→ Brief
Where a line of the records holds the string "which", copy that line.

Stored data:
PR #572, opened 2022-09-13
refactor: replace lodash isobject function

pastaghost:
The `isObject()` function from lodash causes runtime errors in the ShapeShift MetaMask snap. This PR replaces `isObject()` in hdwallet-native

### DIFF
--- a/packages/hdwallet-core/src/utils.ts
+++ b/packages/hdwallet-core/src/utils.ts
@@ -254,7 +254,7 @@ export function isIndexable(x: unknown): x is Record<string | number | symbol, u
   return x !== null && ["object", "function"].includes(typeof x);
 }
 
-/* Replacement for _.isObject() */
-export function isObject(x: any) {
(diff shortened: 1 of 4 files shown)


packages/hdwallet-core/src/utils.ts
```diff
@@ -253,3 +253,8 @@ export function compatibleBufferConcat(list: Uint8Array[]): Buffer {
 export function isIndexable(x: unknown): x is Record<string | number | symbol, unknown> {
   return x !== null && ["object", "function"].includes(typeof x);
 }
+
+/* Replacement for _.isObject() */
+export function isObject(x: any) {
+  return typeof x === "object" && x !== null;
+}
```
kaladinlight, line 260: 1:1 replacement assuming there wasn't an issue with the function typeof check?
```suggestion
/* Replacement for lodash.isObject() */
export function isObject(x: unknown) {
  return x !== null && ["object", "function"].includes(typeof x);
}
```

PR #573, opened 2022-09-13
feat: allow native wallet to be loaded with non-root node

pastaghost:
Feature:

HDWallet-native assumes that the node used to initialize a signer lives at the root of the key derivation tree. This PR adds an optional argument to `Node.create()`, allowing the user to explicitly specify the node's path in the tree.

Testing:

This feature does touch sensitive areas of the HDWallet-native code, but since the added parameter is optional, this is not expected to break existing applications consuming HDWallet-native.


kaladinlight (approved):
:fire:

0xdef1cafe (approved):

PR #574, opened 2022-09-16
feat: Support AVAX (and other chain signing) on keepkey

foufrix:
Support signing on other chains than Ethereum with Keepkey.

I have added a test with AVAX signing. My method for integrating the test and running it with KeepKey is not the best (all wallet will show success with AVAX but will not run the test). If you have a better way to implement with Jest?
Here is a resume of the problem I encounter with Jest: https://stackoverflow.com/questions/73746191/run-a-test-in-jest-only-if-certain-condition-are-met


foufrix:
found an elegant way here : https://github.com/facebook/jest/issues/7245#issuecomment-791285252

pastaghost:
@foufrix 

I pulled down the master branch of your fork, rebased your changes on top of the current shapeshift:hdwallet master branch, and added test data for the other wallet packages so that we don't have to run the test conditionally for KeepKey only. Can you give me permissions to push to the master branch of your hdwallet fork directly?

cc: @BitHighlander

foufrix:
@pastaghost of course you can go ahead!

PR #583, opened 2022-10-21
fix: use 60 as a slip44 for Avalanche

gomesalexandre:
SLIP44 should be 60 for all EVM chains, else wrong accounts will be derived.
9000 is the SLIP44 of Avalanche X-chain, which isn't an EVM chain.


0xdef1cafe (approved):

integration/src/ethereum/ethereum.ts
```diff
@@ -249,8 +249,12 @@ export function ethereumTests(get: () => { wallet: core.HDWallet; info: core.HDW
         if (!wallet) return;
         // eslint-disable-next-line jest/no-jasmine-globals, jest/no-disabled-tests
 
+        if (ledger.isLedger(wallet)) return; // FIXME: just test kk and native for now
+        if (trezor.isTrezor(wallet)) return; // FIXME: just test kk and native for now
+        if (portis.isPortis(wallet)) return; // FIXME: just test kk and native for now
```
gomesalexandre, line 254: Nothing new here, if you open this module, we consistently exclude these including for Ethereum, I reckon the rationale is these aren't properly implemented yet/anymore?

kaladinlight: Huh, ok, well thanks for the info. Will approve as is then

kaladinlight (approved):

PR #586, opened 2022-10-27
feat: walletconnect to dapps

0xdef1cafe:
**needs package bump before merging**


packages/hdwallet-walletconnect-bridge/src/bridge.ts
```diff
@@ -0,0 +1,178 @@
...
+    this.options?.onCallRequest(payload);
+  }
+
+  public async approveRequest(
+    request: WalletConnectCallRequest,
+    approveData?: Partial<WalletConnectCallRequestResponseMap[keyof WalletConnectCallRequestResponseMap]>
+  ) {
+    let result: any;
+    switch (request.method) {
+      // TODO: figure out what to do for "eth_sign" and "eth_signTypedData".
```
0xdef1cafe, line 99: this is a problem and needs to be addressed

packages/hdwallet-walletconnect-bridge/src/bridge.test.ts
```diff
@@ -0,0 +1,68 @@
...
+  describe("on session_request", () => {
+    it("should approve session with current chain and account", async () => {
+      await bridge._onSessionRequest(null, { params: [{ chainId: 123 }] });
+      expect(connector.approveSession).toHaveBeenCalledWith({
+        chainId: 123,
+        accounts: ["test address"],
+      });
+    });
+
+    it("should default to rinkeby chain", async () => {
```
0xdef1cafe, line 60: shapeshift does not, and never will, support rinkeby - we need to remove this default fallback case, and make sure all consumers explicitly specific a chain id when connecting a session

stackedq:
closing - we're moving these codes directly into the web repo.

PR #587, opened 2022-11-11
feat(hdwallet-keepkey): add eip-712 signtypeddata support

pastaghost:


elmutt (dismissed):

packages/hdwallet-keepkey/src/transport.ts
```diff
@@ -92,7 +92,13 @@ export class Transport extends core.Transport {
     const buffer = new Uint8Array(9 + 2 + msgLength);
     buffer.set(first.slice(0, Math.min(first.length, buffer.length)));
 
-    for (let offset = first.length; offset < buffer.length; ) {
+    // msgLength includes the preamble overhead "?" for each chunk.
+    // We don't want the preamble from each chunk in the buffer (though, curiously, the preamble 
+    // for the first chunk is included in the buffer for some reason).
+    // We do, however, have to count the preamble in each chunk to make the proper number
+    // of chunked reads
+    let msgLenReceived = 64 // already have first buffer
```
BitHighlander, line 100: 👏

BitHighlander (dismissed):
exciting 🚢

packages/hdwallet-keepkey/src/bitcoin.ts
```diff
@@ -70,36 +70,7 @@ function prepareSignTx(
     const output: core.BTCSignTxOutput = o;
     const newOutput = new Types.TxOutputType();
     newOutput.setAmount(Number(output.amount));
-    if (output.exchangeType) {
```
kaladinlight, line 73: seems like unrelated changes. was this related to legacy shapeshift exchange?

packages/hdwallet-keepkey/src/bitcoin.ts
```diff
@@ -112,6 +83,7 @@ function prepareSignTx(
     } else {
       // BTCSignTxOutputSpend
       newOutput.setScriptType(Types.OutputScriptType.PAYTOADDRESS);
+      assert(output.address != undefined, "Output must have a valid BTC address.");
```
kaladinlight, line 86: preference for strict equality checks. could also just do a falsey `!output.address` check as it is really checking if value exists and not necessarily if valid or not (could update error string to reflect this as well).
```suggestion
      assert(output.address !== undefined, "Output must have a valid BTC address.");
```

packages/hdwallet-keepkey/src/bitcoin.ts
kaladinlight: if not supported anymore, I would clean up any related types as well and just make a separate PR for this removal

packages/hdwallet-keepkey/src/ethereum.ts
```diff
@@ -1,14 +1,16 @@
+/* eslint-disable no-debugger */
```
kaladinlight, line 1:
```suggestion
```

integration/src/ethereum/ethereum.ts
```diff
@@ -421,5 +423,54 @@ export function ethereumTests(get: () => { wallet: core.HDWallet; info: core.HDW
       },
       TIMEOUT
     );
+
+    test.skip(
```
kaladinlight, line 427:
```suggestion
    test(
```

integration/src/ethereum/ethereum.ts
```diff
@@ -1,4 +1,6 @@
+/* eslint-disable jest/no-disabled-tests */
```
kaladinlight, line 1:
```suggestion
```

packages/hdwallet-keepkey/src/ethereum.ts
```diff
@@ -188,21 +173,116 @@ export async function ethGetAddress(transport: Transport, msg: core.ETHGetAddres
...
+  transport: Transport,
+  msg: core.ETHSignTypedData
+): Promise<core.ETHSignedTypedData> {
+  /**
+   * If the message to be signed is sufficiently small, the KeepKey can calculate the
+   * domain separator and message hashes. Otherwise, we need to pre-calculate hashes
+   * here and verify on device.
+   */
+
+  let result: Ethereum.EthereumTypedDataSignature;
```
kaladinlight, line 199: not being reassigned within logic forks, may as well just assign as const locally scoped

packages/hdwallet-keepkey/src/ethereum.ts
```diff
@@ -188,21 +173,116 @@ export async function ethGetAddress(transport: Transport, msg: core.ETHGetAddres
...
+
+  const sTypes = JSON.stringify({ types: msg.types });
+  const sPrimaryType = JSON.stringify({ primaryType: msg.primaryType });
+  const sDomain = JSON.stringify({ domain: msg.domain });
+  const sMessage = JSON.stringify({ message: msg.message });
+
+  try {
+    if (sTypes.length > 2048 || sPrimaryType.length > 80 || sDomain.length > 2048 || sMessage.length > 2048) {
+      /* Pre-calculate domain separator and messages hashes and verify on KeepKey */
+      const hashableMessage: TypedData = {
```
kaladinlight, line 209: thoughts about nesting this object in `coreETHSignTypedData` to prevent the need to recreate the `TypedData` object?
```
export type ETHSignTypedData = { data: TypedData; addressNList: BIP32Path };
```

packages/hdwallet-keepkey/src/ethereum.ts
```diff
@@ -188,21 +173,116 @@ export async function ethGetAddress(transport: Transport, msg: core.ETHGetAddres
...
+      let messageHash = undefined;
+      const domainSeparatorHash = getTypeHash(hashableMessage, "EIP712Domain");
+      const domainSeparatorHash64 = Buffer.from(domainSeparatorHash).toString("base64");
+
+      const t = new Ethereum.EthereumSignTypedHash();
+      t.setAddressNList(msg.addressNList);
+      t.setDomainSeparatorHash(domainSeparatorHash64);
+
+      if (msg.message) {
+        messageHash = getMessage(hashableMessage, true);
```
kaladinlight, line 224: message is required on `TypedData` and while testing, it looks like `getTypeHash` throws if the payload does not conform correctly as is, don't think we need this check and can get rid of the `let` above

packages/hdwallet-keepkey/src/ethereum.ts
```diff
@@ -188,21 +173,116 @@ export async function ethGetAddress(transport: Transport, msg: core.ETHGetAddres
...
+      let response = await transport.call(Messages.MessageType.MESSAGETYPE_ETHEREUM712TYPESVALUES, dsh, {
+        msgTimeout: core.LONG_TIMEOUT,
+        omitLock: true,
+      });
+
+      const mh = new Ethereum.Ethereum712TypesValues();
+      mh.setAddressNList(msg.addressNList);
+      mh.setEip712types(sTypes);
+      mh.setEip712primetype(sPrimaryType);
+
```
kaladinlight, line 260:
```suggestion
```

packages/hdwallet-keepkey/src/ethereum.ts
```diff
@@ -188,21 +173,116 @@ export async function ethGetAddress(transport: Transport, msg: core.ETHGetAddres
...
+      mh.setEip712data(sMessage);
+      mh.setEip712typevals(2);
```
kaladinlight, line 262:
```suggestion
      mh.setEip712typevals(2);

```

packages/hdwallet-keepkey/src/transport.ts
```diff
@@ -92,7 +92,13 @@ export class Transport extends core.Transport {
...
     buffer.set(first.slice(0, Math.min(first.length, buffer.length)));
 
-    for (let offset = first.length; offset < buffer.length; ) {
+    // msgLength includes the preamble overhead "?" for each chunk.
+    // We don't want the preamble from each chunk in the buffer (though, curiously, the preamble
+    // for the first chunk is included in the buffer for some reason).
+    // We do, however, have to count the preamble in each chunk to make the proper number
+    // of chunked reads
+    let msgLenReceived = 64; // already have first buffer
+    for (let offset = first.length; msgLenReceived < msgLength; msgLenReceived += 64) {
```
kaladinlight, line 101: weird ordering of the for loop vars
```suggestion
    let offset = first.length;
    for (let msgLenReceived = 64; msgLenReceived < msgLength; msgLenReceived += 64) {
```

packages/hdwallet-keepkey/src/ethereum.ts
pastaghost: sTypes, sPrimaryType, sDomain, sMessage are representations of the data in the ETHSignedTypedData object formatted specifically for KeepKey. Personally, I like to keep application-specific logic as close to the application as possible. Here, I think it's cleaner to transform the data for KeepKey in the hdwallet-keepkey adapter instead of extending the shared data type to include fields that are only consumed in one place.

kaladinlight: Just to clarify, I was meaning this comment to be in reference to `hashableMessage` vs the `sVariables`. 
image

pastaghost: We aren't yet using this type anywhere else, and there isn't any reason why the object necessarily needs to be flat, so I don't see any issue with `core.ETHSignTypedData` having separate fields for the hashable data and addressNList. I'll make that change now.

kaladinlight: Feels more ergonomic this way to me. Cool, thanks!

examples/sandbox/index.ts
```diff
@@ -1819,6 +1822,36 @@ $ethEIP1559.on("click", async () => {
...
 
+$ethSignTypedData.on("click", async (e) => {
+  e.preventDefault();
+  if (!wallet) {
+    $ethResults.val("No wallet?");
+    return;
+  }
+  if (core.supportsETH(wallet)) {
+    const result = await wallet.ethSignTypedData({
+      ...eip712["calculateHashesOnDevice"],
```
kaladinlight, line 1833: will have to update the sandbox payloads for `hashableData` as well so we don't forget

packages/hdwallet-core/src/ethereum.ts
```diff
@@ -107,6 +108,18 @@ export interface ETHVerifyMessage {
   signature: string;
 }
 
+export type ETHSignTypedData = {
+  hashableData: TypedData;
+  addressNList: BIP32Path;
+};
+
+export type ETHSignedTypedData = {
```
kaladinlight, line 116: @pastaghost is there a reason for returning the `domainSeparatorHash` and `messageHash` as opposed to just the address + sig like in `signMessage`?

PR #57, opened 2022-06-02
Reexport States and uuid() function

EcoloSweet:
Since this commit [Rewrite Manager to use type states](https://github.com/whisperfish/presage/commit/55772b71b10c8b8dfb8f8e9e92f5339c4d4d7a57) , States are not exported anymore (usefull to be able to manipulate a manager outside of presage), and uuid() method was removed

thank you


gferon:
I actually did this change deliberately as I was thinking most of the data inside the state is either a secret or some private implementation detail. What kind of stage manipulation are you actually doing?

PR #59, opened 2022-06-25
More generic way of linking device

Schmiddiii:
Currently linking a device prints the corresponding QR code into the terminal. This is not really usefull for e.g. graphical clients. This PR makes the linking more generic by providing a callback function that is called with the URL to link with.

This has one disadvantage that error handling is a little bit worse as one cannot exactly identify the type of the error, I therefore just created a unparametrized `LinkError` that is given if the callback returns an error.

I also made the `qr2term` package a optional but default feature so that it can be disabled for graphical applications.

### DIFF
--- a/Cargo.toml
+++ b/Cargo.toml
@@ -19,7 +19,7 @@ serde = "1.0"
 serde_json = "1.0"
 thiserror = "1.0"
 sled = { version = "0.34", optional = true }
-qr2term = "0.2.2"
+qr2term = { version = "0.2.2", optional = true}
 
 [dev-dependencies]
 # for tests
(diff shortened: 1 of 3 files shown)


gferon:
Thanks, this makes sense! It's a little funny because this was like this initially but it got simplified early on when all users of the library were either TUI or CLI.

Since we're using asynchronous code, you probably want to use a https://docs.rs/tokio/latest/tokio/sync/oneshot/fn.channel.html instead of passing a function reference, though.

Schmiddiii:
Thanks for the feedback. I decided to use the Stream from futures as this is already a dependency of this crate and was already used many times. Note that oneshot channels will not work as the linking happens in a while loop and as oneshot senders are not clonable, this will not work.

The CI should also be fixed, just some small error in the `Cargo.toml`.

gferon:
Great, thanks! I have a bunch of other nitpicks that I'll take care of myself because I don't want to waste your time, namely:

1. I'm OK with breaking the API which means we shouldn't have two linking methods, I'd rather keep the API surface small.
2. I'll get rid of the `while` loop which was weird to do in the first place as both those enum variants come in a specific order anyways

PR #61, opened 2022-06-28
Export things needed to create custom ConfigStore

Schmiddiii:
Currently, implementing a custom `ConfigStore` outside of `presage` is not possible, mainly as `ContactsStore` and `StateStore` are not publicly accessible. Futhermore, some data in `Registered` needs to be public to be stored in the `StateStore`. This PR basically just makes all of these needed things public.

I also thought about maybe hiding the exports behind a feature, as most people will probably not need to create their own `ConfigStore`, but having the option is still needed as sometimes the built-in stores may not suffice.

Also note that the CI is currently failing, I did not change anything there so it will probably also fail in this PR.

### DIFF
--- a/src/lib.rs
+++ b/src/lib.rs
@@ -7,7 +7,7 @@ mod manager;
 pub use config::sled::SledConfigStore;
 pub use config::volatile::VolatileConfigStore;
 
-pub use config::ConfigStore;
+pub use config::{ConfigStore, ContactsStore, StateStore};
 pub use errors::Error;
 pub use manager::{Confirmation, Linking, Manager, Registered, Registration, RegistrationOptions};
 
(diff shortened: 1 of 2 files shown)


gferon:
Would it be possible to not have those fields public but just add a getter? I don't think it makes sense to expose the ability for users to swap the values in those structs.

gferon:
Thanks! I think I'd prefer to have getter that return an immutable reference to what needs to be accessed, as I don't see a use-case for modifying those values.

Schmiddiii:
Done. I have changed it back to `pub(crate)` instead of private so that the currently implemented stores (and #60) do not need to change.

gferon:
I'll merge it and fix the clippy warnings in the `main` branch.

→ Solution
9000 is the SLIP44 of Avalanche X-chain, which isn't an EVM chain.
1. I'm OK with breaking the API which means we shouldn't have two linking methods, I'd rather keep the API surface small.
2. I'll get rid of the `while` loop which was weird to do in the first place as both those enum variants come in a specific order anyways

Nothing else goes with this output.